The data section start

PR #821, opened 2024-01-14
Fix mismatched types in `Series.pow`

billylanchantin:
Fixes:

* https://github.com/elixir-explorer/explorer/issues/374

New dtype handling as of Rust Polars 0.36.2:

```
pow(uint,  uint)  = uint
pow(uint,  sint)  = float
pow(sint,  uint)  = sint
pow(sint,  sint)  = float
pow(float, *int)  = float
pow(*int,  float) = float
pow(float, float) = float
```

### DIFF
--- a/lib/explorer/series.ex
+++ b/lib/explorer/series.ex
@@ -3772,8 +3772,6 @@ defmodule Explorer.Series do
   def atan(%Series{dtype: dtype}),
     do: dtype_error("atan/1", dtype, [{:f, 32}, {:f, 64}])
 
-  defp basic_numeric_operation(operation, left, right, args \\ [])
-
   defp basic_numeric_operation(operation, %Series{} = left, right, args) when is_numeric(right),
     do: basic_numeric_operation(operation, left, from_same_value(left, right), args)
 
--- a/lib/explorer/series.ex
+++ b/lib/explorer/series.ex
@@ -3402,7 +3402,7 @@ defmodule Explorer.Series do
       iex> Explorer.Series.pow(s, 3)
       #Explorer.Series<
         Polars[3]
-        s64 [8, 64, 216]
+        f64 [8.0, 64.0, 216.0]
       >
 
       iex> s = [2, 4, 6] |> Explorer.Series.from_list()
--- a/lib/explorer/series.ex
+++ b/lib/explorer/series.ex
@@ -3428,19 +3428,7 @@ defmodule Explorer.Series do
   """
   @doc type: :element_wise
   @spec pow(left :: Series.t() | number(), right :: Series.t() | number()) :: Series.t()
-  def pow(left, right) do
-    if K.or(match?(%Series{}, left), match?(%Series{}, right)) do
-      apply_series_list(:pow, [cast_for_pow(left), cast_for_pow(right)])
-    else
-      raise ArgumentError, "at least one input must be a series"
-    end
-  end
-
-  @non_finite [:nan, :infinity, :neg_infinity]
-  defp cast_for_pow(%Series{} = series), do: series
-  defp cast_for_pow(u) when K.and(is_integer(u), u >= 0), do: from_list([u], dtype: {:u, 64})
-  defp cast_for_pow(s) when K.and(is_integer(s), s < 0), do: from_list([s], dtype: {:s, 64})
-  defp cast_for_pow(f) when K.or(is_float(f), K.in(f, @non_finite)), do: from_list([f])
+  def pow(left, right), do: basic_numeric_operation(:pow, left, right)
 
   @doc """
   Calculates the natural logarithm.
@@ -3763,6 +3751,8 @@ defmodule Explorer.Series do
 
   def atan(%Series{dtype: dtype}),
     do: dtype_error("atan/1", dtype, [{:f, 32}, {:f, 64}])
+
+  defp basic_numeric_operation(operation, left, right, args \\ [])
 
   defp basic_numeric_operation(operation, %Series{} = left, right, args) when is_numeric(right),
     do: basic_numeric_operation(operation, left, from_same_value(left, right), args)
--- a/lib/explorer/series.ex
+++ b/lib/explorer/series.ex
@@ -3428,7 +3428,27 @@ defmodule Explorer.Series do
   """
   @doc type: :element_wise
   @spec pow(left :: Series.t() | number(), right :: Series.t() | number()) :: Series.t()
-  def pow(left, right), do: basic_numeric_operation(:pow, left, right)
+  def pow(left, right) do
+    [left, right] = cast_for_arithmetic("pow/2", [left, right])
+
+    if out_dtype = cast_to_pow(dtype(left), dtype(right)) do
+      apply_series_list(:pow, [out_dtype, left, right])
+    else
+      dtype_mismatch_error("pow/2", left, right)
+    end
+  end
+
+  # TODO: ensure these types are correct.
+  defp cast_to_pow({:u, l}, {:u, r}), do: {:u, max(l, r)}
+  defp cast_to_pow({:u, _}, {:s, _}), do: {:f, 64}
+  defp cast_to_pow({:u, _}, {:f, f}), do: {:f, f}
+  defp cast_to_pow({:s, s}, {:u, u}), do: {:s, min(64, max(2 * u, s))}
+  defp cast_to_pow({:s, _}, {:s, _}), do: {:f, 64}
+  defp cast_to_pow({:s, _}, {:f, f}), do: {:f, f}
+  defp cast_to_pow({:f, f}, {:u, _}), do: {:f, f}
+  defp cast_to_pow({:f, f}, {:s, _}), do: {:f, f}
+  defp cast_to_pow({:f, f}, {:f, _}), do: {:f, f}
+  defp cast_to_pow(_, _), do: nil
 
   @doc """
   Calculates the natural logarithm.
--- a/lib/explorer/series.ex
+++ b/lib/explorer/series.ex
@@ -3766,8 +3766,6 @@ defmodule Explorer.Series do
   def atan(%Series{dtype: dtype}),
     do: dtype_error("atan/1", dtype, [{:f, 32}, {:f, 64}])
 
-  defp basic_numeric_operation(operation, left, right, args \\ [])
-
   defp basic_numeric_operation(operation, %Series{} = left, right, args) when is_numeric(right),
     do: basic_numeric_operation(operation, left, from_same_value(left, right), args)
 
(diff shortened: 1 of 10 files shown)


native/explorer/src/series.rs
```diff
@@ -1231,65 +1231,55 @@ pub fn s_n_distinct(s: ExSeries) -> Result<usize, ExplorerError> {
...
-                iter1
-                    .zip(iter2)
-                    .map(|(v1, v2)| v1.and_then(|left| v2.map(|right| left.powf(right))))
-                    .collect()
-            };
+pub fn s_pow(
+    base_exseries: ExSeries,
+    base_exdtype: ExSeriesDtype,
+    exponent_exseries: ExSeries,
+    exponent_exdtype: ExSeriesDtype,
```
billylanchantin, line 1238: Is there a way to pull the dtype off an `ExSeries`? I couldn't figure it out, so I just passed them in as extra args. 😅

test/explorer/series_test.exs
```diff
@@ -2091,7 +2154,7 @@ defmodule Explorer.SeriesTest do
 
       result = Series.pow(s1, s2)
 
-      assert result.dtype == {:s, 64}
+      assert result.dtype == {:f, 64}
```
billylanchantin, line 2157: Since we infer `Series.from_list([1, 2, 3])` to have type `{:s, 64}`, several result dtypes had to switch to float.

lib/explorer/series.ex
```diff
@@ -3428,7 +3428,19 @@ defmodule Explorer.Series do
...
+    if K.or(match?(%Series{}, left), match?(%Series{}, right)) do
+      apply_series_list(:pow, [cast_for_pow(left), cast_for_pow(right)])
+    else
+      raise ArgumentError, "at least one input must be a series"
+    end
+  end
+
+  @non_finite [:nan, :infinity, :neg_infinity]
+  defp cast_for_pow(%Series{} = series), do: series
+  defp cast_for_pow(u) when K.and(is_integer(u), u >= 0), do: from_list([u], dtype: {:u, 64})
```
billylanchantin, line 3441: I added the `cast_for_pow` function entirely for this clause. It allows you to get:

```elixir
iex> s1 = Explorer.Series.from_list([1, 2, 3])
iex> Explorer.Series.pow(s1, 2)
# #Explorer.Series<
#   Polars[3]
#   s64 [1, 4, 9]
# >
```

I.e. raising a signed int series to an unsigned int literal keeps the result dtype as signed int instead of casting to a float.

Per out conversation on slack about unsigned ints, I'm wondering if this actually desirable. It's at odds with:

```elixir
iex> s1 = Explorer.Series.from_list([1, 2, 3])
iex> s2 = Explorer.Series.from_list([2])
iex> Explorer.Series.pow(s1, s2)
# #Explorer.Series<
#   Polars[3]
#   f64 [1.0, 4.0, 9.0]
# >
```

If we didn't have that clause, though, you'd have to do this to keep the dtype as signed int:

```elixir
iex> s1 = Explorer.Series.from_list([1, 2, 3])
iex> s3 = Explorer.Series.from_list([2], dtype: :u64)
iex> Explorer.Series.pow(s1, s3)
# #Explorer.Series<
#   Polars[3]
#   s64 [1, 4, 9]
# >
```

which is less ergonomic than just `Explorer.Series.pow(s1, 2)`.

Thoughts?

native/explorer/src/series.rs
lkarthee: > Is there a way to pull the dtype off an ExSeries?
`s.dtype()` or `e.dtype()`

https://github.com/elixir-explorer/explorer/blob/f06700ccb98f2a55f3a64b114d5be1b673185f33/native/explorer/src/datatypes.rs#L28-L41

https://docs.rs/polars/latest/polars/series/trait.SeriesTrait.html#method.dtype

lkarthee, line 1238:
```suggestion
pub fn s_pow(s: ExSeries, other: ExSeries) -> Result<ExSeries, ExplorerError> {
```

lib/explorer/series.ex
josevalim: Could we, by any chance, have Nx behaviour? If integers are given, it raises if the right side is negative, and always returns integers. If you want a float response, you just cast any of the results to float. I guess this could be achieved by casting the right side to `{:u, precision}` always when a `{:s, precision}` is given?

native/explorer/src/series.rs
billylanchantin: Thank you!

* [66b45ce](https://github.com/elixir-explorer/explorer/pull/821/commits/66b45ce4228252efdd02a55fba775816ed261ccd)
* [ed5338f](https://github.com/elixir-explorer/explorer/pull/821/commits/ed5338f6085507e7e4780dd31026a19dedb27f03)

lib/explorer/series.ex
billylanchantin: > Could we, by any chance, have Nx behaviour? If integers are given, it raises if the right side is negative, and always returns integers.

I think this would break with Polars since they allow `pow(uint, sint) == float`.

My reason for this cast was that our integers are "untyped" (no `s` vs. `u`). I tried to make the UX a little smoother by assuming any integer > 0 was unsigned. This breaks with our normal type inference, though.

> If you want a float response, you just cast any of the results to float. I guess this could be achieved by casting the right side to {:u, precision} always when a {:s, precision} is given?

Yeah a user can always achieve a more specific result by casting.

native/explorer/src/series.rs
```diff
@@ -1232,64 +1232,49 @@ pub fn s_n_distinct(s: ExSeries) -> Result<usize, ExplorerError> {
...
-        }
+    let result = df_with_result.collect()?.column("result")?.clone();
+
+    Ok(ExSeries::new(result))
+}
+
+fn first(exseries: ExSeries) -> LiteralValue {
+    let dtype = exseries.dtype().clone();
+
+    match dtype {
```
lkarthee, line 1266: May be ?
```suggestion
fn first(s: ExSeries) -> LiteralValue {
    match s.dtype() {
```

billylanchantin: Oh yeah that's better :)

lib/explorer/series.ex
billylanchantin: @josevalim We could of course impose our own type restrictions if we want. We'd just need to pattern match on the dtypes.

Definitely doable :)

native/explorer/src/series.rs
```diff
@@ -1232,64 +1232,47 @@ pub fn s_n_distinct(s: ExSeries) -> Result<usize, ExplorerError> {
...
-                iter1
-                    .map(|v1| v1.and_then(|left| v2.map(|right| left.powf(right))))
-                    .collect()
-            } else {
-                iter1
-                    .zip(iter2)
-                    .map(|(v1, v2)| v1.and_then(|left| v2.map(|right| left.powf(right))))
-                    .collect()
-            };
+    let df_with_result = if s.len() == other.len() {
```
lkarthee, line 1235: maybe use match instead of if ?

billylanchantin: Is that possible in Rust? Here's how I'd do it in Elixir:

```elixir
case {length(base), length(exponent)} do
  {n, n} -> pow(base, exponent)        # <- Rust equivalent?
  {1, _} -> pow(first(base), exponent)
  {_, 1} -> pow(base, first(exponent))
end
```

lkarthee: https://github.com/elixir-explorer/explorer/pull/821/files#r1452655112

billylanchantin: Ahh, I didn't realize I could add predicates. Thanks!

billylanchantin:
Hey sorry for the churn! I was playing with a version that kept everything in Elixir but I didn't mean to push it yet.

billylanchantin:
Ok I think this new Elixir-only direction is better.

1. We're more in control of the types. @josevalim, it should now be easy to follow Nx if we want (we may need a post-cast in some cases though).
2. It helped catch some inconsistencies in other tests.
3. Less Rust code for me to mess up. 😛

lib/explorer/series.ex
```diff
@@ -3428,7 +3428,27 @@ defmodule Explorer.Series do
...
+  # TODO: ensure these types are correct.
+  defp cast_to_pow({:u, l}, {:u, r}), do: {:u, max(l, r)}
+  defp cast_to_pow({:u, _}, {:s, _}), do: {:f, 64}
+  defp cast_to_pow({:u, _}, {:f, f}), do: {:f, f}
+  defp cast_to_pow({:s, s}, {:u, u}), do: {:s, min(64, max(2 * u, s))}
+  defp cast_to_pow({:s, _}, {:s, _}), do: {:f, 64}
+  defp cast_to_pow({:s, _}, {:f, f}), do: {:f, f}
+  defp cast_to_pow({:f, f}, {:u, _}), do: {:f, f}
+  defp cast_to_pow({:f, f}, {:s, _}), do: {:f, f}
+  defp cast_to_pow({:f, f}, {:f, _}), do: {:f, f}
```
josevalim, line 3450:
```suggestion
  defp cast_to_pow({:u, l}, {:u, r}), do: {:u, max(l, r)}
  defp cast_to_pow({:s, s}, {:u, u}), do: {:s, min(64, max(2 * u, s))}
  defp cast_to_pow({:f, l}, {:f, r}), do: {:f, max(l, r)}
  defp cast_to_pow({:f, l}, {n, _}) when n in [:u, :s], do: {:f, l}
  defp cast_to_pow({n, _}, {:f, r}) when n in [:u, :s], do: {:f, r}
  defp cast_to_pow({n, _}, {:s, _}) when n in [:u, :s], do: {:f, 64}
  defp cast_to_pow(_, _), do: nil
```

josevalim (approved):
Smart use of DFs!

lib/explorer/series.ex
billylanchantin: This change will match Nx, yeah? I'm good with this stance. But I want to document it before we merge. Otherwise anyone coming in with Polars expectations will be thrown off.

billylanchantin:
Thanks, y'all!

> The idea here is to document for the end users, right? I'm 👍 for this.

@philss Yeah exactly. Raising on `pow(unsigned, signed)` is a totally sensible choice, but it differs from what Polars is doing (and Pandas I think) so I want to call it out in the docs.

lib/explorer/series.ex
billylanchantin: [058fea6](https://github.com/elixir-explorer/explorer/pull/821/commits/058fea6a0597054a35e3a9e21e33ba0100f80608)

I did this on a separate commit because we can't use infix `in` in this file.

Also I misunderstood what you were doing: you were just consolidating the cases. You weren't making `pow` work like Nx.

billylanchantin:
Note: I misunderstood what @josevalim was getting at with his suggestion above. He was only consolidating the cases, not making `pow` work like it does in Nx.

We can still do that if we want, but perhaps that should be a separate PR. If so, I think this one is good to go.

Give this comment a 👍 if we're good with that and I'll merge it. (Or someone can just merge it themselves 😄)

The data section end
The data section start

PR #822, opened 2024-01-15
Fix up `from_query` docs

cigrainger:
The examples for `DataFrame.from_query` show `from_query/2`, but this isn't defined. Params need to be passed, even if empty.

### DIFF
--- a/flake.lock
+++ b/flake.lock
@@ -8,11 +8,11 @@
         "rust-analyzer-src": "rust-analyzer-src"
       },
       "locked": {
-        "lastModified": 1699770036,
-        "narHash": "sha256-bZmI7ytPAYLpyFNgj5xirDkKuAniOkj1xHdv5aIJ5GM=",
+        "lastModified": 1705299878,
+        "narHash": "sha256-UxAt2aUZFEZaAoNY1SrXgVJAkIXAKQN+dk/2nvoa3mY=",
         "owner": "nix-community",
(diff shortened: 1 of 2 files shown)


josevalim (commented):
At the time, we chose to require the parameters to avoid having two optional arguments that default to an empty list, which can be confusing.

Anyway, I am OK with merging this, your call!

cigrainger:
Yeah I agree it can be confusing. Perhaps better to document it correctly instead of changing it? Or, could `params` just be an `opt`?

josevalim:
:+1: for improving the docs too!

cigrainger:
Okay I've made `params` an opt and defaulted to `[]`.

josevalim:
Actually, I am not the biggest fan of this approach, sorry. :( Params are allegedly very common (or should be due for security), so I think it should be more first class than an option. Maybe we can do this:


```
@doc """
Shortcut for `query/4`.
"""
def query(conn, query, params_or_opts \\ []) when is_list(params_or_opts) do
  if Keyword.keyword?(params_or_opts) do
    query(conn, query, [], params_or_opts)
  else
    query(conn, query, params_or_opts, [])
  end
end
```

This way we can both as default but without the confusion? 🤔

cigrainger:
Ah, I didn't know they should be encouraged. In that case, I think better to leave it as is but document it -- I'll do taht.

The data section end

__To do__. Take every line above that includes "integers" and list it.

__Response to this task__.
josevalim: Could we, by any chance, have Nx behaviour? If integers are given, it raises if the right side is negative, and always returns integers. If you want a float response, you just cast any of the results to float. I guess this could be achieved by casting the right side to `{:u, precision}` always when a `{:s, precision}` is given?
billylanchantin: > Could we, by any chance, have Nx behaviour? If integers are given, it raises if the right side is negative, and always returns integers.
My reason for this cast was that our integers are "untyped" (no `s` vs. `u`). I tried to make the UX a little smoother by assuming any integer > 0 was unsigned. This breaks with our normal type inference, though.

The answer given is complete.